Il est sur les planches ou devant les caméras, le regard
revêtant à chaque fois une expression différente. Une
vocation qu’il a choisie depuis qu’il était très jeune
jouant avec la troupe du théâtre universitaire. Mais la
réalité a parfois ses lois. Il faut vivre et travailler. Il
le fera et abandonnera la scène, à regret évidemment, avant
de décider d’y revenir. Il a fait des études à l’Institut
d’art dramatique, une vraie gageure puisqu’il travaillait
aussi et bien loin, sur la mer Rouge. Pour la dernière année
d’études, en 1984, il décida de se consacrer et il obtint
son diplôme. Désormais, il sera et décidera d’être le
professionnel contre vents et marées. C’est le début du
périple, deux ans avec Mohamad Radi dans « L’évasion de
l’hospice des fous ». Le cinéma avec Raafat Al-Mihi, Mohamad
Fadel et Barakat. Un choix éclectique si l’on peut dire et
qui marquera sa carrière en quelque sorte. Pour lui, il
s’agira toujours de qualité plutôt que de quantité. Cela ne
nourrit pas toujours son homme, le reconnaît-il, d’où la
deuxième fugue. Elle est sentimentale aussi. Marié à une
Hollandaise, il est parti aux Pays-Bas. Il revint pour
travailler au Centre culturel néerlandais pendant neuf ans,
de la stabilité qui lui permet de reprendre sa carrière : et
c’est sous le même signe, celui de l’élitisme. On le voit
avec Soad Hosni et Ahmad Zaki dans Al-Daraga al-talta
(tribune de troisième classe) réalisé par Chérif Arafa et
dans Al-Sada al-rigal (messieurs les hommes) de Raafat
Al-Mihi, et Qafas al-harim (le harem) de Hussein Kamal.

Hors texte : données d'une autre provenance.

PR #252, opened 2016-10-20
Add hook for uploading AWS Lambda functions 

danielkza:
Add a hook to upload AWS Lambda payloads to S3, so that complex code can be easily
used in templates.

The payload ZIP is built from a base folder with a list of
include/exclude patterns (using the formic library), then uploaded to S3
to either the default stacker bucket, or a custom bucket. The uploads
contain the MD5 of the payload in their key, to allow idempotent
deployments - unchanged payloads are not uploaded multiple times.

Usage examples for the YAML config and blueprint code have been added.

### DIFF
--- a/stacker/hooks/aws_lambda.py
+++ b/stacker/hooks/aws_lambda.py
@@ -273,8 +273,10 @@ def _upload_function(s3_conn, bucket, name, options):
                     absolute, it will be interpreted as relative to the stacker
                     configuration file directory, then converted to an absolute
                     path. See :func:`stacker.util.get_config_directory`.
-                * include: file patterns to include in the payload (optional).
-                * exclude: file patterns to exclude from the payload (optional).
+                * include:
+                    file patterns to include in the payload (optional).
+                * exclude:
+                    file patterns to exclude from the payload (optional).
 
     Returns:
         troposphere.awslambda.Code: CloudFormation AWS Lambda Code object,
@@ -343,28 +345,28 @@ def upload_lambda_functions(region, namespace, mappings, parameters,
 
                     Files in this directory will be added to the payload ZIP,
                     according to the include and exclude patterns. If not
-                    patterns are provided, all files in this directory (respecting
-                    default exclusions) will be used.
+                    patterns are provided, all files in this directory
+                    (respecting default exclusions) will be used.
 
                     Files are stored in the archive with path names relative to
                     this directory. So, for example, all the files contained
                     directly under this directory will be added to the root of
                     the ZIP file.
                 * include(str or list[str], optional):
-                    Pattern or list of patterns of files to include in the payload.
-                    If provided, only files that match these patterns will
-                    be included in the payload.
+                    Pattern or list of patterns of files to include in the
+                    payload. If provided, only files that match these
+                    patterns will be included in the payload.
 
-                    Omitting it is equivalent to accepting all files that are not
-                    otherwise excluded.
+                    Omitting it is equivalent to accepting all files that are
+                    not otherwise excluded.
                 * exclude(str or list[str], optional):
                     Pattern or list of patterns of files to exclude from the
                     payload. If provided, any files that match will be ignored,
                     regardless of whether they match an inclusion pattern.
 
-                    Commonly ignored files are already excluded by default, such as
-                    ``.git``, ``.svn``, ``__pycache__``, ``*.pyc``, ``.gitignore``,
-                    etc.
+                    Commonly ignored files are already excluded by default,
+                    such as ``.git``, ``.svn``, ``__pycache__``, ``*.pyc``,
+                    ``.gitignore``, etc.
 
     Examples:
         .. Hook configuration.
--- a/stacker/hooks/aws_lambda.py
+++ b/stacker/hooks/aws_lambda.py
@@ -131,7 +131,7 @@ def _head_object(s3_conn, bucket, key):
     """Retrieve information about an object in S3 if it exists.
 
     Args:
-        s3_conn (.S3.Client): S3 connection to use for operations.
+        s3_conn (botocore.client.S3): S3 connection to use for operations.
         bucket (str): name of the bucket containing the key.
         key (str): name of the key to lookup.
 
@@ -156,7 +156,7 @@ def _ensure_bucket(s3_conn, bucket):
     """Create an S3 bucket if it does not already exist.
 
     Args:
-        s3_conn (.S3.Client): S3 connection to use for operations.
+        s3_conn (botocore.client.S3): S3 connection to use for operations.
         bucket (str): name of the bucket to create.
 
     Returns:
@@ -189,7 +189,7 @@ def _upload_code(s3_conn, bucket, name, contents):
     expected contents.
 
     Args:
-        s3_conn (.S3.Client): S3 connection to use for operations.
+        s3_conn (botocore.client.S3): S3 connection to use for operations.
         bucket (str): name of the bucket to create.
         name (str): desired name of the Lambda function. Will be used to
             construct a key name for the uploaded file.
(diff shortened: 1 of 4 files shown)


stacker/hooks/aws_lambda.py
```diff
@@ -0,0 +1,318 @@
...
+
+
+def _upload_code(s3_conn, bucket, name, contents):
+    """
+    Upload a ZIP file to S3 for use by Lambda.
+
+    The file will be stored with it's MD5 appended to the key, to allow
+    avoiding repeated uploads in subsequent runs with unchanged content.
+
+    Returns a troposphere.aws_lambda.Code object containing the bucket and key
```
phobologic: `aws_lambda` -> `awslambda`

danielkza:
@phobologic 

> I'm a little nervous about allowing the hooks themselves to chose top-level keys for the hook_data dictionary (though I like the concept of the hook_data dict itself) - but I don't have a good idea how we could make that better.

I initially namespaced by the last component of the path name, but it didn't seem good to me: it would mean there is no way to easily have two hooks implement the same functionality in a different manner, or to replace a default hook with a customized version. It was also quite cumbersome to do:

    self.context.hook_data['upload_lambda_functions']['MyFunction']

> Also, can you add some docs about the new hook? This is great stuff - thanks!

Anything particular you are looking for? Most of the documentation is the `upload_lambda_functions` docstrings, and I added it to the doc. index together with the other hooks.

stacker/hooks/aws_lambda.py
danielkza: Fixed.

stacker/hooks/aws_lambda.py
```diff
@@ -0,0 +1,318 @@
...
+
+
+def _find_files(root, includes, excludes):
+    """
+    Generate a list of files relative to a root path, applying inclusion and
+    exclusion patterns. The documentation for the patterns can be found at:
+    http://www.aviser.asia/formic/doc/index.html
+    """
+
+    root = os.path.abspath(root)
```
danielkza: Done. I didn't end up using `full_path` because I don't want to call `get_config_directory` unless the path is relative, as that would force me to mock it in all the tests. I just call `expanduser` right when I retrieve the config key.

stacker/hooks/aws_lambda.py
```diff
@@ -0,0 +1,431 @@
...
+    if not os.path.isabs(root):
+        root = os.path.abspath(os.path.join(get_config_directory(), root))
+    zip_contents = _zip_from_file_patterns(root, includes, excludes)
+
+    return _upload_code(s3_conn, bucket, name, zip_contents)
+
+
+def upload_lambda_functions(region, namespace, mappings, parameters,
+                            context=None, **kwargs):
+    """Builds Lambda payloads from user configuration and uploads then to S3.
```
ejholmes: Little typo here: `s/then/them`

stacker/hooks/aws_lambda.py
```diff
@@ -166,12 +259,31 @@ def _check_pattern_list(patterns, key, default=None):
...
-    """
-    Processes and uploads a complete Lambda payload to S3.
-
-    The `path` option is mandatory, and can be a relative or absolute path.
-    In the former case, it is interpreted relative to the stacker configuration
-    path.
+    """Builds a Lambda payload from user configuration and uploads it to S3.
+
+    Args:
+        s3_conn (.S3.Client): S3 connection to use for operations.
```
phobologic: Should this be boto.S3.Client?

stacker/hooks/aws_lambda.py
```diff
@@ -100,7 +153,20 @@ def _head_object(s3_conn, bucket, key):
 
 
 def _ensure_bucket(s3_conn, bucket):
-    """Create an S3 bucket if it doesn't already exist"""
+    """Create an S3 bucket if it does not already exist.
+
+    Args:
+        s3_conn (.S3.Client): S3 connection to use for operations.
```
phobologic: same here - botocore.S3.Client?  not sure what the actual path should look like

danielkza: I was actually experimenting with cross-referencing to the boto docs, which seem to be quite broken - they don't prefix any of the classes with the correct package in the indexes.

I think the correct type is actually `botocore.client.S3`.

phobologic:
@mhahn @danielkza Any comment on my previous comment?

```
Yeah, it almost makes me think that we should have given hooks a name or namespace property that would have allowed us to namespace this stuff naturally. I suppose we could add something like that and make it optional, and not do anything with the return value of the hook unless it comes from a hook with the name. What do you think about that?
```

I'm even considering just breaking the old API with this, since we're moving into 1.0.  It seems like the right time to make a change like this.

danielkza:
Adding a key to the hook configuration could make sense. Maybe call it `data_key` or something of the sort? That makes it clear what the purpose is, since a name would seem redundant when the path is already specified. Then it can be used to namespace the hook data.

I personally would prefer that the API didn't break, as am I selfishly and lazily delaying migrating my stacks to the new 1.0 parameter. It also doesn't seem strictly necessary, as ignoring the return values of hooks that are not properly tagged (or even just storing `True`/`False`) should not break anything.

Having the hook data be a flat dictionary has some advantages though: there's no need to merge data that comes from different hooks that happen to have the same key (as the hook itself can decide whether to override something or not), and it's easy to have a hook replace/complement another one.

It might be wise to try to think of a second use case other than the Lambda one, to figure out which solution works best overall.

stacker/hooks/aws_lambda.py
danielkza: Fixed now, sorry for the delay.

stacker/hooks/aws_lambda.py
danielkza: Fixed.

danielkza:
I rebased to the latest master and fixed some typos. I'm not really sure what's the best way to proceed about the hook API dilemma, but please feel free to make/suggest any changes from my first attempt.

phobologic:
Ok, I've thought about it some more, and I think we should go with the idea I had before:

```
Yeah, it almost makes me think that we should have given hooks a name or namespace property that would have allowed us to namespace this stuff naturally. I suppose we could add something like that and make it optional, and not do anything with the return value of the hook unless it comes from a hook with the name. What do you think about that? @mhahn any thoughts?
```

I'm fine with using `data_key` in place of `name` or `namespace`, but I think that we should ignore any returned data on a hook that doesn't have an identifier.  We can still use the idea that returning anything that evaluates to True means a positive run, and anything that returns a value that is False (or raises an exception) is broken.

Sorry for the delay again, @danielkza, but could you take a stab at this?  If not, I can go ahead and write a separate PR that creates the basics of the new system.

One thing we should consider is what to do if two hooks have the same `data_key` - my guess is it would just overwrite at this point.  Or we could throw an error - assuming that it's a mistake more often than not.

danielkza:
@phobologic I think it would be better if you implemented the hook data system first as you find best, then I can fix my code to adapt to it afterwards.

phobologic:
@danielkza sounds good, I'll work on that now.  Thanks for your patience!

phobologic:
@danielkza @mhahn check out #270 - one design decision I made was to disallow duplicate data_keys.

phobologic:
Thanks @danielkza - I've gone ahead and merged #270.

danielkza:
@phobologic  Rebased to the latest master with the update to match the final API.

phobologic:
This looks good @danielkza - thanks!  Can you do one more pass and take a look at all the logger calls?  It looks like they're all at `info`, which may be a bit noisy.  I'm going to leave it up to your judgement though if that's the right thing to do or not.  Thanks again!

danielkza:
@phobologic I changed printing the ZIP hash and list of files to the debug level, see if it helps.

phobologic:
Thanks @danielkza !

Et le théâtre dans tout ça ? Evidemment, les personnages
dramatiques sont son alter ego. Non qu’il rejette le cinéma
où il figure en tant qu’acteur de composition, mais à cause
des affinités électives avec des personnages à la nature
complexe. « Je me retrouve avec les personnalités complexes
ayant de grandes dimensions. Je ressens du plaisir à les
jouer. Je n’interprète aucun rôle sur scène à moins d’en
subir la jouissance. Je ne le fais pas pour des raisons
matérielles ». Le théâtre est donc l’aboutissement,
l’apothéose, ce qui correspond le plus à son moi et qu’on
relève même dans son discours. Evidemment, il n’est pas
question de grande éloquence, mais d’une philosophie, une
manière d’être qui transcende l’immédiat avec une approche
qui est très humaine. D’où une diversité dans le répertoire.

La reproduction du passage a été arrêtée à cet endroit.